Kelompok kreatif lintas disiplin Kadang Kala menyuguhkan pertunjukan berjudul “Membaca Dee: Supernova” pada Kamis‒Jum’at, 22‒23 Desember 2016 di IFI-LIP Yogyakarta. Dengan menampilkan kreator utama yaitu Annisa Hertami (aktris, alumnus MMTC) selaku Zarah dan Irfan R. Darajat (pencipta lagu, penyanyi, dan pengkaji budaya serta media) yang berperan sebagai Dimas, acara ini sukses memukau para penonton.
Partikel
Zarah sangat mengidolakan Firas, ayahnya. Cara Firas mendidik anak-anaknya memang tidak umum.

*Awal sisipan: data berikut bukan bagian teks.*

PR #266, opened 2020-12-31
fish: generate environment natively

kevingriffin:
I found in my testing that the calls to `fenv` were slowing fish launch by more than 2x on my machine. While it's still easiest to maintain it for configuration shared with bash and zsh, a pretty good speedup can be had by generating native `set` commands at build time.

I made a few changes that might be breaking, but have added comments below for discussion.

### DIFF
--- a/modules/environment/default.nix
+++ b/modules/environment/default.nix
@@ -8,6 +8,9 @@ let
   exportVariables =
     mapAttrsToList (n: v: ''export ${n}="${v}"'') cfg.variables;
 
+  exportVariablesFish =
+    mapAttrsToList (n: v: ''set -g -x ${n} "${v}"'') cfg.variables;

Dosen sekaligus ahli mikologi itu meyakini bahwa segala yang ada bermula dari fungi (jamur). Inilah yang membuat Zarah mendewakan sang ayah. Namun di sisi lain, pertentangan datang dari pihak keluarga besar.
“Umat manusia selamanya berutang budi kepada fungi. Kita hidup di dunia ini karena fungi menciptakan kehidupan kita. Fungi adalah orang tua alam ini. Fungi adalah nenek moyang spesies manusia, sama-sama menghirup oksigen dan sama-sama mengeluarkan karbondioksida,” ucap Firas.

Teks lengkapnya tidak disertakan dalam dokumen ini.